*Action item*
When the string "requirements" appears in a line of the records, show the whole line.

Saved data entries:
PR #1108, opened 2021-03-19
Change how Notify delivery receipts are logged

lfdebrux:
Putting the Notify delivery receipt object straight in `extra` isn't great, because the delivery receipt has a field `status` that our ELK logging stack doesn't like (Logit expects fields called `status` to be an integer number, i.e. a HTTP status code).

This commit nests the Notify delivery receipt in it's own key, so there shouldn't be any collisions now.

### DIFF
--- a/app/callbacks/views/notify.py
+++ b/app/callbacks/views/notify.py
@@ -32,7 +32,7 @@ def notify_callback():
 
     current_app.logger.info(
         f"Notify callback: {status}: {reference} to {hashed_email}",
-        extra=clean_notify_data,
+        extra={"notify_delivery_receipt": clean_notify_data},
     )
 
     if status == "permanent-failure":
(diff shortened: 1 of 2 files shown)


lfdebrux:
Here's what the JSON log message looks like for `/callbacks/notify` with this change:

```
{"name": "flask.app", "levelname": "INFO", "message": "Notify callback: test: test to n4bQgYhMfWWaL-qgxVrQFaO_TxsrC4Is0V1sFbDwCgg=",
15:15:35                      api | "pathname": "/Users/laurencedebruxelles/Code/digitalmarketplace/digitalmarketplace-api/app/callbacks/views/notify.py", "lineno": 35,
15:15:35                      api | "notify_delivery_receipt": {"status": "test", "reference": "test"}, "time": "2021-03-19 15:15:35,754", "requestId":
15:15:35                      api | "71e2fe9bb7c8104245a99fb875d38107", "spanId": null, "parentSpanId": null, "application": "api", "isSampled": "0", "debugFlag": "0",
15:15:35                      api | "logType": "application"}

```

bjgill (approved):

PR #1113, opened 2021-03-22
Add Docker to Dependabot configuration

lfdebrux:
We want to make sure we are using the latest version of our Docker base images, let's use Dependabot to help us with that.


gidsg (approved):
👍 🏬

PR #1128, opened 2021-04-30
change database connection URL to use postgresql:// protocol

gidsg:
https://trello.com/c/UIj9AODz/2212-upgrade-sqlalchemy-in-digitalmarketplace-api

The postgres:// protocol has been [deprecated in sqlalchemy since 0.6](https://github.com/sqlalchemy/sqlalchemy/blob/8fc5005dfe3eb66a46470ad8a8c7b95fc4d6bdca/lib/sqlalchemy/dialects/postgres.py): 
It is [removed in the 1.4 release](https://help.heroku.com/ZKNTJQSK/why-is-sqlalchemy-1-4-x-not-connecting-to-heroku-postgres) but we can change the protocol now.

### DIFF
--- a/app/__init__.py
+++ b/app/__init__.py
@@ -38,7 +38,8 @@ def create_app(config_name):
 
     if application.config['VCAP_SERVICES']:
         cf_services = json.loads(application.config['VCAP_SERVICES'])
-        application.config['SQLALCHEMY_DATABASE_URI'] = cf_services['postgres'][0]['credentials']['uri']
+        application.config['SQLALCHEMY_DATABASE_URI'] = (cf_services['postgres'][0]['credentials']['uri']
+                                                         .replace('postgres://', "postgresql://", 1))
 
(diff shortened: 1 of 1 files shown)


bjgill (approved):
A bit ugly, but understandable. Do you know if PaaS have any plans to change the form of the URI to match?

Is this going to affect running postgres locally?

gidsg:
@bjgill 

> Do you know if PaaS have any plans to change the form of the URI to match?

I don't believe so, as it presumably would break other clients which rely on the current URL. There is some internal discussion on this: https://gds.slack.com/archives/CADHV9267/p1619615769060100?thread_ts=1619615613.060000&cid=CADHV9267 

In any case, if they were to do so I believe the code in this PR would still work as the replace would no longer match.

> Is this going to affect running postgres locally?

No, this is all guarded behind `VCAP_SERVICES` env var which only exists on PaaS.

PR #1131, opened 2021-05-05
bump alchemyjsonschema

gidsg:
https://trello.com/c/UIj9AODz/2212-upgrade-sqlalchemy-in-digitalmarketplace-api

We need to update `alchemyjsonschema` to a version which supports sqlalchemy 1.4 as part of the work to upgrade to that version.

In this version it no longer reports one boolean field as 'required', this is due to a change in the definition of 'required' by the library, see 06c65a8 for more details.

### DIFF
--- a/tests/test_generate_model_schemas.py
+++ b/tests/test_generate_model_schemas.py
@@ -62,7 +62,6 @@ def test_generate_schema():
         "required": [
             "id",
             "framework_id",
-            "is_a_copy",
             "lot_id"
         ]
     }
--- a/requirements-dev.in
+++ b/requirements-dev.in
@@ -3,7 +3,7 @@
 pip-tools>=5.4.0
 
 # For schema generation
-alchemyjsonschema==0.5.0
+alchemyjsonschema==0.7.1
 
 # For tests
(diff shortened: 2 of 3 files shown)


tests/test_generate_model_schemas.py
```diff
@@ -62,7 +62,6 @@ def test_generate_schema():
         "required": [
             "id",
             "framework_id",
-            "is_a_copy",
```
bjgill, line 65: Why is this unexpected change safe?

gidsg: @bjgill I have done some more research into this, with assistance from @alex9smith please see the extended commit message in 06c65a8 for more details. See also definition of `is_a_copy` from https://github.com/alphagov/digitalmarketplace-api/blob/e781077b52797a963a2a0663bf8e2a5463813cb5/migrations/versions/900_add_brief_is_a_copy.py#L18

bjgill: That makes sense - thanks for the explanation

bjgill (approved):
:shipit:

PR #1132, opened 2021-05-05
Remove Python 2 import compatibility

bjgill:
We can simplify the imports - we now only support Python 3.6+, which has builtins. __builtins__ was a Python 2 thing.


gidsg (approved):
🆙 👍

PR #1143, opened 2021-06-03
Upgrade Flask to 1.1.4

alex9smith:
Pin requirements to 1.1 or greater, but less than 2. Flask 1.1 is the last planned v1 release before 2.0.0, so take patch versions of 1.1 for security but not 2.0 which we're not ready for yet.

Take new versions of utils and content-loader which have been updated for Flask 1.1

Also remove the pin for `itsdangerous` - Flask now controls the supported versions. See https://github.com/pallets/flask/blob/1.1.4/setup.py#L58

Also remove pyup comments - we don't need them now we're using dependabot.

Essentially the same as https://github.com/alphagov/digitalmarketplace-supplier-frontend/pull/1436

https://trello.com/c/obh5gpQp/2250-update-to-flask-114

### DIFF
--- a/requirements.in
+++ b/requirements.in
@@ -4,11 +4,11 @@
 digitalmarketplace-apiclient
 digitalmarketplace-utils
 
-Flask==1.0.4
+Flask>=1.1,<2
 Flask-Bcrypt==0.7.1
 Flask-Migrate==3.0.1
 Flask-SQLAlchemy>=2.4.1,<2.6.0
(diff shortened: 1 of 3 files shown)


alex9smith:
Utils had some breaking changes to logging in the tests, looks like these are the same thing https://github.com/alphagov/digitalmarketplace-utils/pull/650

bjgill (approved):
All looks sensible

PR #1146, opened 2021-06-10
Add optional Employment Status question to brief journey

alex9smith:
Reverts alphagov/digitalmarketplace-api#1145

Readd the employment status question that was added in #1145 but broke the functional tests. This time, however, make it optional temporarily while we release everything.

Without this change we can't release the new question to production without causing a period of time where buyers can't create new briefs. This is because both the briefs FE and the API require the changes in the other app to have already been deployed for everything to work.

With the question as optional in the API (but not in the briefs frontend), we can release the API first, then the briefs FE, then update the API to make the question required. This will allow us to release everything without breaking things for our buyers.

https://trello.com/c/l9lnd1GD/14-2-add-new-ir35-question-to-the-create-an-opportunity-journey

### DIFF
--- a/json_schemas/brief-responses-digital-outcomes-and-specialists-5-digital-outcomes.json
+++ b/json_schemas/brief-responses-digital-outcomes-and-specialists-5-digital-outcomes.json
@@ -3,8 +3,7 @@
   "additionalProperties": false,
   "properties": {
     "availability": {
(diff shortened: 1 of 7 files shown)


gidsg (approved):
Looks good, maybe change PR title to reflect question has been made optional

PR #1148, opened 2021-06-11
Make employment status question required

alex9smith:
In #1146 we added a new question to the brief creation journey. This question is required, but we left it as optional to make the process of releasing the question and updating the tests easier.

All that work's now done, so we can mark the question as required so the validation schema in the API now matches what's generated from the frameworks repo.

https://trello.com/c/l9lnd1GD/14-2-add-new-ir35-question-to-the-create-an-opportunity-journey


bjgill (approved):
:tada:

I assume this is safe for existing briefs that haven't answered the question?

alex9smith:
Yes, it only affects creating new briefs and those will have an answer because the briefs frontend requires an answer to this question before the new brief can be published.

Issue #1770, opened 2019-07-12
Portal bug after update from 10.0.0-beta.3 to 10.0.0-rc.0


pronevich:
I am using antd modal in react project:

```
Uncaught (in promise) TypeError: Cannot read property 'forEach' of null
    at preact__WEBPACK_IMPORTED_MODULE_0__.options.diffed (debug.js?c91e:203)
    at preact__WEBPACK_IMPORTED_MODULE_0__.options.diffed (index.js?d798:137)
    at preact__WEBPACK_IMPORTED_MODULE_0__.options.diffed (index.js?a178:26)
    at P (index.js?c988:144)
    at g (children.js?b0ec:78)
    at P (index.js?c988:98)
    at Portal.p.forceUpdate (component.js?dcb2:65)
    at Portal.createContainer (Portal.js?2ca0:41)
    at Portal.componentDidMount (Portal.js?2ca0:21)
    at N (index.js?c988:160)
```

JoviDeCroock:
Could you check if it works when you don't use `preact/debug`. I'm just wondering, this seems to be because `_list` on the component at hand is undefined.

pronevich:
Possibly `preact/debug` added by preact-cli, don't see any way to turn it off

MichaelRando:
removing `preact/debug` fixes it for my app. But adding `preact/debug` to my tests doesn't trigger it; interestingly.

JoviDeCroock:
This error could be related to the order of the options.diffed being overridden.... so defaulting in /debug for effect checks should fix the issue

PR #1773, opened 2019-07-13
(fix) - debug import

JoviDeCroock:
When debug would be imported before compat/hooks this would result in a crash since _list and so on wasn't initialized yet.

Fixes: https://github.com/preactjs/preact/issues/1770


debug/src/debug.js
```diff
@@ -198,9 +198,11 @@ export function initDebug() {
 	};
 
 	options.diffed = (vnode) => {
+		if (oldDiffed) oldDiffed(vnode);
```
JoviDeCroock: Moving this up top ensures the call for the older one first.

debug/src/debug.js
```diff
@@ -198,9 +198,11 @@ export function initDebug() {
...
+
 		if (vnode._component && vnode._component.__hooks) {
 			let hooks = vnode._component.__hooks;
-			hooks._list.forEach(hook => {
+			(hooks._list || []).forEach(hook => {
```
JoviDeCroock: Default anyway if there are for example two or more positions where optionss.diffed is used.

PR #1779, opened 2019-07-16
Add Partial to setState

### LINKED ISSUE #1778: (TypeScript) Why can't I setState with an object containing the keys of my state type
Why doesn't this work:

```typescript
export interface IState {
    username: string;
    password: string;
}

// ...

private onInputChange(e: Event, field: keyof IState) {
    const target = e.target as HTMLInputElement;
    this.setState({ [field]: target.value });
}
```

image

Am I incorrect in thinking this should work? `field` is by definition one of the keys of `IState`, so defining an object containing only `field` as keys should be a valid `IState` object. Is there an issue with the preact type declarations, or have I misunderstood something?

pmkroeker:
Fixes some typing issues when using `keyof State` as a key in setState. Fixes #1778.

Allows for this:
```typescript
interface IState {
  username: string;
  password: string;
}

function onInputChange(e: Event, field: keyof IState) {
  const target = e.target as HTMLInputElement;
  setState({ [field]: target.value });
}
```

Without throwing errors of missing fields.


marvinhagemeister:
Sweet :+1: :100: Thank you so much for the PR. Let's add a little test case to make sure were not running into this in the future again. Just declaring the component in the linked issue should do it :tada:

PR #1781, opened 2019-07-17
Fix Portal children always being mounted

### LINKED ISSUE #1780: [10.0.0-rc.0] Portals DOM always destroyed on parent update
Still can't switch to preactX, even on rc.0. I tried it again and I'm presently seeing the focus lost per text character input from the keyboard, on the form in the modal. It's not #1694 nor fixed by #1691; but my test case from before does show the prob. I've updated it at:
https://github.com/MichaelRando/preact-text-problem

marvinhagemeister:
This PR fixes an issue where the children of a `Portal` component would always be treated as new children, leading to incorrect `componentDidMount` calls. By switching to the raw preact `render` function we skip the `dom` from being destroyed in an update scenario.

~~The downside of this is that this definitely breaks the stacking scenario where multiple trees are rendered into the same `dom` node. I'm wondering if we should reject that case in general and push rethinking root handling after the X release.~~

Nevermind the stacking bit. Found a way to fix that too :tada: 

Fixes #1780

### DIFF
--- a/compat/src/index.js
+++ b/compat/src/index.js
@@ -103,6 +103,7 @@ function Portal(props) {
 			_this._container = container;
 			// Render our wrapping element into temp.
 			preactRender(wrap, container, _this._temp);
+			_this._children = this._temp._children;
 		}
 		else {
 			// When we have mounted and the vnode is present it means the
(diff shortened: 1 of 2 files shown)


steffenmllr:
Awesome fix @marvinhagemeister - this is the bug I just ran into :) Do you plan on making a `10.0.0-rc.1` release before the X release ?

marvinhagemeister:
@steffenmllr Good call, we should release another RC version soon. We need a bit more time on the docs site anyway. Th site is mostly ready and we're currently working on updating the content :tada:

steffenmllr:
@marvinhagemeister sounds great! Is there an easy way to install from git master? 
I've tried `npm install preactjs/preact#master` but this fails because of the monorepo (I think)

JoviDeCroock:
if you npm install from a branch, then you will have to build. So you would have to include ```cd node_modules/preact && npm i && npm run build```

Issue #1783, opened 2019-07-18
Render bug with replaceNode parameter after update from 10.0.0-beta.3 to 10.0.0-rc.0


jasson2788:
Hello guys. After upgrading preact to its newest version the styles are no longer applied when using a replaceNode parameter in the render function.

Here's an example: 

```
import { h, render, Component, JSX } from 'preact';

const parent = document.getElementById('parent') as HTMLElement;
const child = document.createElement('div') as HTMLDivElement;
parent.appendChild(child);

class Comp extends Component {
    public render = (): JSX.Element => {
        return <div style={{ height: '100px' }}>Preact</div>;
    }
}
	
render(<Comp />, parent, child);
```

When you call the render function without the replaceNode parameter the styles are applied correctly:

`render(<Comp />, parent);`

Have a great day everyone.

cristianbote:
Hi @jasson2788, thanks for opening this issue.

So what's happening here, is that the `third` param for the `render` method is used as a starting point for kicking in the hydration process. Since `-rc.0` we're ignoring the props during hydration.

PR #1786, opened 2019-07-20
(feat) - diff props when replacing a node and don't diff when hydrating

JoviDeCroock:
One concern I'm having is what we export in /compat since we just export  our render function as hydrate, this does not seem right with the thigns we are changing at this moment in time.

Seems to add 15B

Fixes: https://github.com/preactjs/preact/issues/1783

### DIFF
--- a/src/render.js
+++ b/src/render.js
@@ -13,8 +13,13 @@ import options from './options';
  */
 export function render(vnode, parentDom, replaceNode) {
 	if (options._root) options._root(vnode, parentDom);
-	let oldVNode = replaceNode && replaceNode._children || parentDom._children;
 
+	let oldVNode = replaceNode && replaceNode._children || parentDom._children;
+	let isHydrating = false;
+	if (replaceNode === true) {
+		isHydrating = true;
+		replaceNode = undefined;
+	}
 	vnode = createElement(Fragment, null, [vnode]);
 
 	let mounts = [];
@@ -32,6 +37,7 @@ export function render(vnode, parentDom, replaceNode) {
 		mounts,
 		false,
 		replaceNode || EMPTY_OBJ,
+		isHydrating,
 	);
 	commitRoot(mounts, vnode);
 }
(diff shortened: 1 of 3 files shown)


src/render.js
```diff
@@ -13,8 +13,13 @@ import options from './options';
  */
 export function render(vnode, parentDom, replaceNode) {
 	if (options._root) options._root(vnode, parentDom);
-	let oldVNode = replaceNode && replaceNode._children || parentDom._children;
 
+	let oldVNode = replaceNode && replaceNode._children || parentDom._children;
+	let isHydrating = false;
+	if (replaceNode === true) {
```
marvinhagemeister: Random though (not sure if it will work): We could try using `null` for `replaceVNode` so that it stays in the same type for v8. That way we wouldn't need to reset it to `undefined` two lines later.

JoviDeCroock: Good idea, implemented!

cristianbote:
Agh, this adds so much size... 😞
`+30B` https://travis-ci.org/preactjs/preact/builds/562138925#L1733.
Wondering if there's something going on with the diff or just this is the reality? 🤔

JoviDeCroock:
@cristianbote Last time I checked it was 22B

src/render.js
```diff
@@ -13,8 +13,12 @@ import options from './options';
  */
 export function render(vnode, parentDom, replaceNode) {
 	if (options._root) options._root(vnode, parentDom);
-	let oldVNode = replaceNode && replaceNode._children || parentDom._children;
 
+	let oldVNode = replaceNode && replaceNode._children || parentDom._children;
+	let isHydrating = false;
```
JoviDeCroock: Maybe leaving this out will save some bytes as in let `let isHydrating = replaceNode === null`

JoviDeCroock: This cut 7B

src/render.js
```diff
@@ -44,5 +46,5 @@ export function render(vnode, parentDom, replaceNode) {
  */
 export function hydrate(vnode, parentDom) {
 	parentDom._children = null;
-	render(vnode, parentDom);
+	render(vnode, parentDom, null);
```
developit: would it be possible to use Boolean `true` here? Semantically it might make a bit more sense, but also it avoids someone passing `null` values for replaceNode without realizing it - this is actually pretty likely, since DOM getters always return `null` for empty values (eg `foo.firstElementChild`).

PR #1787, opened 2019-07-20
Add p5.js example to demos

Gherciu:
#### Description
A small example of integration p5.js library with preact, to create different stuff with canvas and the p5.js library.


cristianbote:
Hi @Gherciu, thanks for opening this PR! We really appreciate it. The `demo` folder is intended as a sandbox more than anything, useful to debug implementation details. With that said, we're using that just for that purpose and not exemplifying integrations of other libraries.

Thanks again for opening this PR, but we're gonna close it, since we're expecting to keep that as a sandbox for debugging internals.

PR #1797, opened 2019-07-24
TS: improve typing of "style" attribute using CSSType

mnkhouri:
This commit adds the [CSSType library](https://www.npmjs.com/package/csstype), which provides TypeScript and Flow definitions for CSS, generated by data from MDN. It provides autocompletion and type checking for CSS properties and values.

The library is used by [most other popular css-in-js frameworks](https://www.npmjs.com/browse/depended/csstype) for TS typechecking, including:
- [@types/react](https://github.com/DefinitelyTyped/DefinitelyTyped/blob/2ccc2ff364f965e7407387f9045c8b7496d734a3/types/react/index.d.ts#L1656)
- [@material-ui/styles](https://github.com/mui-org/material-ui/blob/4d8206d3d44580345141405e5f78cd02fbb7ef99/packages/material-ui-styles/src/withStyles/withStyles.d.ts#L14)
- [@types/styled-components](https://github.com/DefinitelyTyped/DefinitelyTyped/blob/4e23957ab6ef42ced4ac67048b33df9567474d9c/types/styled-components/index.d.ts#L25)
- glamorous
- csx
- @types/jss

### DIFF
--- a/.gitignore
+++ b/.gitignore
@@ -12,3 +12,4 @@ coverage
 *.log
 package/
 preact-*.tgz
+jsx-csstype.d.ts
--- a/config/copy-csstype.js
+++ b/config/copy-csstype.js
@@ -1,0 +1,6 @@
+const fs = require('fs');
+const path = require('path');
+
+const src = path.join(__dirname, '..', 'node_modules', 'csstype', 'index.d.ts');
+const dest = path.join(__dirname, '..', 'src', 'jsx-csstype.d.ts');
+fs.copyFileSync(src, dest);
--- a/package-lock.json
+++ b/package-lock.json
@@ -3547,6 +3547,12 @@
 				"css-tree": "1.0.0-alpha.37"
 			}
 		},
+		"csstype": {
+			"version": "2.6.13",
+			"resolved": "https://registry.npmjs.org/csstype/-/csstype-2.6.13.tgz",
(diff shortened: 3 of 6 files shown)


nikolay-borzov:
Why not use `CSSStyleDeclaration` available in `node_modules\typescript\lib\lib.dom.d.ts`?

```
style?: string | Partial<CSSStyleDeclaration>;
```

nitsky:
@nikolay-borzov `CSSStyleDeclaration` is not the same as what react/preact expect for the `style` prop. `CSSStyleDeclaration` is what is returned by `someElement.style`, so it has a number of properties on it such as `getPropertyPriority(property: string): string` that are not suitable for the `style` prop.

The types for react also use the `csstype` package: https://github.com/DefinitelyTyped/DefinitelyTyped/blob/7caf9e949ed3779010d39927ee3f97f71708db7c/types/react/index.d.ts#L1754

creepinson:
Is there an update on this? I can't type my stylesheets if they are declared with variables and its really annoying.

marvinhagemeister:
Put it up as a discussion point in the team. Personally I'm in favour of merging this. Main reason we're a bit hesitant is that we got a lot of backlash from users for adding a type only dependency in the past.

sventschui:
As discussed on Slack I think I'd be in favour of copy-ing the types during postinstall and then ship them as part of the preact package. Is there any downside to this?

marvinhagemeister (approved):
Added a commit that inlines csstype at build time. Didn't use `postinstall` because that hook runs for consumers too, but we just want to do the inlining upon publishing.

marvinhagemeister:
@mnkhouri Thank you so much for your PR! Your changes will be included in the next Preact release :raised_hands:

*Solution to this exercise*
--- a/requirements-dev.in
+++ b/requirements-dev.in
Pin requirements to 1.1 or greater, but less than 2. Flask 1.1 is the last planned v1 release before 2.0.0, so take patch versions of 1.1 for security but not 2.0 which we're not ready for yet.
--- a/requirements.in
+++ b/requirements.in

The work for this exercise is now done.